Я, например, точно знаю, что в тридцатом — тридцать первом годах, после окончательного и победоносного разгрома лихим Буденным какого бы то ни было азиатского сопротивления Советам (в Центральной Азии этот усатый кентавр оказался удачливее, чем в Центральной Европе, под Варшавой) оттуда, в основном из Ферганской долины, были сосланы тысячи бунтовщиков — как явных, так и гипотетических. Мне кажется, гипотетических даже несоизмеримо больше, чем натуральных, и ниже еще скажу, на чем основываются эти мои подозрения. Тысячи — преимущественно узбеков и таджиков. Помимо всего прочего, новая власть таким образом зачищала, «санировала» да и просто разгружала эту удивительную горловину человеческой цивилизации, которую всегда, испокон веков распирало избыточностью страстной, клокочущей человеческой магмы и которая никогда не отличалась покладистостью по отношению к какой бы то ни было власти вообще, понимая, что власть-то она, конечно, от Бога, но властители — наверняка от чёрта. Не нами, а еще Екатериной Великой замечено: чем плодороднее земля, тем горделивее, независимее народ, на ней проживающий. А если еще земли этой плодовитой катастрофически мало, а народу, облепляющего её, как муравьи облепляют кусок рафинаду, катастрофически много, — вот тут оно самое то. Неслучайно вокруг Ферганы народы вполне положительные и тугоплавкие, здесь же, в этой родоновой купели, они насквозь светятся вечной готовностью к резне и бунту.

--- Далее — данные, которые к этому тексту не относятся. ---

PR #510, opened 2019-10-15
change nuki2 Github branch and add nuki-extended to latest

Zefau:
**nuki-extended shall replace nuki2 in near future.**
____
**FEATURES**
- Support for Nuki Smartlock and Nuki Opener
- Support for both Nuki Bridge API and Nuki Web API
- Support for hashed token on hardware bridges
- Fallback to Nuki Web API in case applied actions on Nuki Bridge API fail, e.g. due to bridge error 503
- Retry in case applied actions on Nuki Bridge API fail (when Nuki Web API is not used)
- Option to regularly synchronise instead of using Bridge API callback (which may be delayed due to Hardware Bridge)
- Refreshing all states of Nuki Web API when callback is received via Nuki Bridge API
- Retrieve authorised users for Nuki Smartlock and Nuki Opener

И мой предполагаемый отец в моем родном селе, находящемся в четырех тысячах километров от Ферганской долины, оказался даже раньше моей матери.

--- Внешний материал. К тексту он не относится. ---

PR #515, opened 2019-10-19
Update stable-versions for energymanager and stiebel-isg

unltdnetworx:
new confirmed stable-versions for energymanager and stiebel-isg


Apollon77:
As of now 0 users have installed this energymanager version and 1 for stiebel-isg. Lets wait some days ... or is it important fixes?

unltdnetworx:
Both versions have been installed and tested more than one time. Maybe the count is that low, because I  published it to npm right before the pull-request.
But it's okay to wait a few days.

PR #521, opened 2019-10-23
Tested compact mode for Chromecast

angelnu:


angelnu:
The test error does not seem to be related to the update but a "backend" not being available. How can I trigger a re-test?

Мать, если считать по прямой, сослали всего-то на сорок километров, а вот отца — аж за четыре тысячи. Это ж каким потрясающим провизором надо быть, чтоб на таких космических пространствах, как на подогретом предметном стеклышке, соединить две несоединимые микроскопические плоти, дабы зародилась третья, совсем уж неразличимая! Поистине — и эта атеистическая власть от Бога, поскольку только Господь в своих деяниях демонстрирует подобные чудеса виртуозности.
Вот и скажи после этого, что Иосиф Сталин — всего лишь Генералиссимус.
Мать прибыла в ссылку в тридцать пятом, девятнадцатилетней. Отец — в тридцать первом, пяти лет от роду. Из чего я и заключаю, что любой власти всегда проще загрести за шкирман «сочувствующих» бунтовщикам, нежели настоящих бунтовщиков. Поэтому первых при любых «благородных» репрессиях набирается, нагребается куда больше, чем вторых. Даже среди повешенных на Сенатской площади на одного более или менее натурального бунтовщика — и тот всего лишь принял на себя, в одной рукописной бумаге, титул «диктатора», ровным счетом ничего диктаторского не совершив — даже там четверо оказались «сочувствующими»: вот вам и примерное соотношение.
Только в наше село их доставлено было по разным сведениям от пятнадцати до тридцати тысяч душ. Правда, ни на Ставрополье, ни в других местах я не встречал больше подобных поселений, куда ссылали бы проштрафившихся азиатов. Уму непостижимо, как это, по каким таким признакам из неисчислимого количества разного рода селений НКВД выбрал именно наше. Село — единственное, может быть, на весь Северный Кавказ, подле которого селились когда-то стрепеты. Величавая и величаво же капризная птица, каковой теперь и во всей России и на погляд, наверное, нету — и в этом плане я почти счастливый человек, потому что видел мальчиком этих божественных нежнотелых птиц, видал, как немногословная, царственная стая их турбинно снималась с жнивья. Если у мальчишеской мечты и есть крылья, то они именно такие: пугающего размаха, подбитые снизу, с изнанки, белокипенным атласом, способные даже самое серое существование содрать паутиною с земли и грозно увлечь в блистающее поднебесье.